PROVIDED MATERIAL Block Start
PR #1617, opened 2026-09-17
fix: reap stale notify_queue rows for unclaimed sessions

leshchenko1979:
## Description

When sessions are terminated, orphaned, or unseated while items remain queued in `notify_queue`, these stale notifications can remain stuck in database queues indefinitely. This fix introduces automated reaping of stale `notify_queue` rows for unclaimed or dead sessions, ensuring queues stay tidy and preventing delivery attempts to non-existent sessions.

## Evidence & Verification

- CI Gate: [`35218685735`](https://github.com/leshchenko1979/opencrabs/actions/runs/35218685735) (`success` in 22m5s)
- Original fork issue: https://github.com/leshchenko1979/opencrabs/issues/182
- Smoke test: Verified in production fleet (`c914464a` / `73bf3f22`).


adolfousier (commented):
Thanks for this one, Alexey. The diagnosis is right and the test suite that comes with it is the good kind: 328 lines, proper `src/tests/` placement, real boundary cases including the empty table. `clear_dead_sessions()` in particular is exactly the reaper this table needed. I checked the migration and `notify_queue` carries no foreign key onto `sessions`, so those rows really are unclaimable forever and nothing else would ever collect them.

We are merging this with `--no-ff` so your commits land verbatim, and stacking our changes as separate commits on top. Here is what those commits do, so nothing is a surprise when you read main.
PROVIDED MATERIAL Block End
> THE PROBLEM
Only lines with the word "https" are wanted, so copy each one from the records.

> YOUR RESPONSE
- CI Gate: [`35218685735`](https://github.com/leshchenko1979/opencrabs/actions/runs/35218685735) (`success` in 22m5s)
- Original fork issue: https://github.com/leshchenko1979/opencrabs/issues/182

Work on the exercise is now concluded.